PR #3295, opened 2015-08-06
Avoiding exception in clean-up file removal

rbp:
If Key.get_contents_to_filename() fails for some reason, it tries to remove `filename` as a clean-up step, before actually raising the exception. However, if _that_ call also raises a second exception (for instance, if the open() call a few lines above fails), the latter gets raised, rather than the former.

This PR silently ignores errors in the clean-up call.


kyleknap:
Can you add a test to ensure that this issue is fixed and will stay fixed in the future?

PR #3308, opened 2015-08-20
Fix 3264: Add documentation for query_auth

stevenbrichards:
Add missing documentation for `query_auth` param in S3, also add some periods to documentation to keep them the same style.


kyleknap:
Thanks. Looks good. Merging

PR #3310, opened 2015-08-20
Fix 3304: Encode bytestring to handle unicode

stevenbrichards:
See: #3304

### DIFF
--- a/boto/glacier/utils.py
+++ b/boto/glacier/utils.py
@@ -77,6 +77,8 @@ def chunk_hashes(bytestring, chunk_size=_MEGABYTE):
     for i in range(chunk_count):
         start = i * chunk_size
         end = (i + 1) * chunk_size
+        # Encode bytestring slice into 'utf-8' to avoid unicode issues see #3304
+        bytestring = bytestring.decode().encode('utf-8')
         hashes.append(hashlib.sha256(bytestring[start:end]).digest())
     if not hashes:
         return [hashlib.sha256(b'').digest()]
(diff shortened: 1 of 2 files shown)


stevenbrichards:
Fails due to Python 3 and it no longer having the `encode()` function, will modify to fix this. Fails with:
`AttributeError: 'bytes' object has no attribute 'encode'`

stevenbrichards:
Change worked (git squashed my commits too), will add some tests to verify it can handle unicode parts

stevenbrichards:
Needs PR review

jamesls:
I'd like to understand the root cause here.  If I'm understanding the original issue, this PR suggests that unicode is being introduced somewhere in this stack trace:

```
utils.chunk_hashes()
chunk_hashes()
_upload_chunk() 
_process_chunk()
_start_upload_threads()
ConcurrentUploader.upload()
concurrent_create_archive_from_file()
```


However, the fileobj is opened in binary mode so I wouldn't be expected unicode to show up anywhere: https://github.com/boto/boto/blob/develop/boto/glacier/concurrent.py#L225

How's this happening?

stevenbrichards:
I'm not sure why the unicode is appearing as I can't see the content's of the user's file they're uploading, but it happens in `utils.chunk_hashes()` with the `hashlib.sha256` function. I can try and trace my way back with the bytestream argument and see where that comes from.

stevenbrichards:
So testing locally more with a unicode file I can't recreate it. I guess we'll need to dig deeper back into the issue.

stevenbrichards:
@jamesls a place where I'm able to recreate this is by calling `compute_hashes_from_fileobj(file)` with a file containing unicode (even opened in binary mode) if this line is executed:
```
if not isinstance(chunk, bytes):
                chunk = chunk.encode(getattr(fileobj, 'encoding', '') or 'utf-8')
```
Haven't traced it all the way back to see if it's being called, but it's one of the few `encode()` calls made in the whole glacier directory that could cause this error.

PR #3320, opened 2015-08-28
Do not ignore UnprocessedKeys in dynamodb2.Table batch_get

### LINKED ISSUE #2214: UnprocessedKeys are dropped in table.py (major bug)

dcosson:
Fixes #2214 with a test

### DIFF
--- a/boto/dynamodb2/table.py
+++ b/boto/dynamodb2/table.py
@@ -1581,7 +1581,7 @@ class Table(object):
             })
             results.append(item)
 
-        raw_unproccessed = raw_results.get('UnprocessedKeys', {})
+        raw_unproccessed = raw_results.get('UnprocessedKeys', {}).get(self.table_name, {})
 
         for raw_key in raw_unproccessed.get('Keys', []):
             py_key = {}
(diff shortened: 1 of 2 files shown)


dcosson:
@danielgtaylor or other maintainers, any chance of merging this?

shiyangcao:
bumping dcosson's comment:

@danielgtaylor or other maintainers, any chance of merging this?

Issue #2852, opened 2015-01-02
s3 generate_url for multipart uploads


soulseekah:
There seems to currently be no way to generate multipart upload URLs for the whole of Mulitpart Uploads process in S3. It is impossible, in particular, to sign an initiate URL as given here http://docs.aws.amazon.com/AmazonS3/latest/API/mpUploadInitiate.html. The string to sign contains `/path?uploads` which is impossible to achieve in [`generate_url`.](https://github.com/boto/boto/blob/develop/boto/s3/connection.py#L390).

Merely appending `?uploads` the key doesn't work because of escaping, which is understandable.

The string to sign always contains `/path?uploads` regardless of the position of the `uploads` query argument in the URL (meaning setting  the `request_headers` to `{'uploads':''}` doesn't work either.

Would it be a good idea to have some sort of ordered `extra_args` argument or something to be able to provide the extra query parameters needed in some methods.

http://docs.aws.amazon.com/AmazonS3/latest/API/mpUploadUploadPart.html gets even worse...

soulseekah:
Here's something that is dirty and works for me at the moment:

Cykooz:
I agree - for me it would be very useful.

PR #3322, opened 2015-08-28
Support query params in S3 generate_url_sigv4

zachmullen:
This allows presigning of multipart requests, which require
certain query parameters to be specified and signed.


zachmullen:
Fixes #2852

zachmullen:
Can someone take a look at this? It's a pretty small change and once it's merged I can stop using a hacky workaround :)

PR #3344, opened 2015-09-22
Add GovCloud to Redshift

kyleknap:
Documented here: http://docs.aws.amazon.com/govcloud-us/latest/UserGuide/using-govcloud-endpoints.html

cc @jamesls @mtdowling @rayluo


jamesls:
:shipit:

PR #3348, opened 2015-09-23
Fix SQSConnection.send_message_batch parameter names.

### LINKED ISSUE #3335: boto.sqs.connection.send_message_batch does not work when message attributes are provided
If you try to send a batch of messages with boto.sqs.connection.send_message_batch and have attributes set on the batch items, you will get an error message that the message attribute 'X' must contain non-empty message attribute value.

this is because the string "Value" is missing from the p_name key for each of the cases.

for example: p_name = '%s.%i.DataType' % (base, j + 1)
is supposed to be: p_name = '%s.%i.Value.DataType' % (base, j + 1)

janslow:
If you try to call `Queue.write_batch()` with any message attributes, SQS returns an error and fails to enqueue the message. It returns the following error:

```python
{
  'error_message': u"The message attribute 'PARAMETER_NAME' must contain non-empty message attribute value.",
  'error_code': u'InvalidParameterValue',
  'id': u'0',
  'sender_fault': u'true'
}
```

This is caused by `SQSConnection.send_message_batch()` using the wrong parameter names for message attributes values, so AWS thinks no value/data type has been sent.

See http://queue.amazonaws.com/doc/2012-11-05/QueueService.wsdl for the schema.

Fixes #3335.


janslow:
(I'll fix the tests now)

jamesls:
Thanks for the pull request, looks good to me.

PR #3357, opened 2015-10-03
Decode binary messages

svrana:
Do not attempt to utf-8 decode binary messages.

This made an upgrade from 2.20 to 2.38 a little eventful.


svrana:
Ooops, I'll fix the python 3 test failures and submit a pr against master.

ASSIGNMENT ::
Nothing but a number is expected here: the number of lines in the entries that include the word "good".

COMPLETED EXERCISE ::
3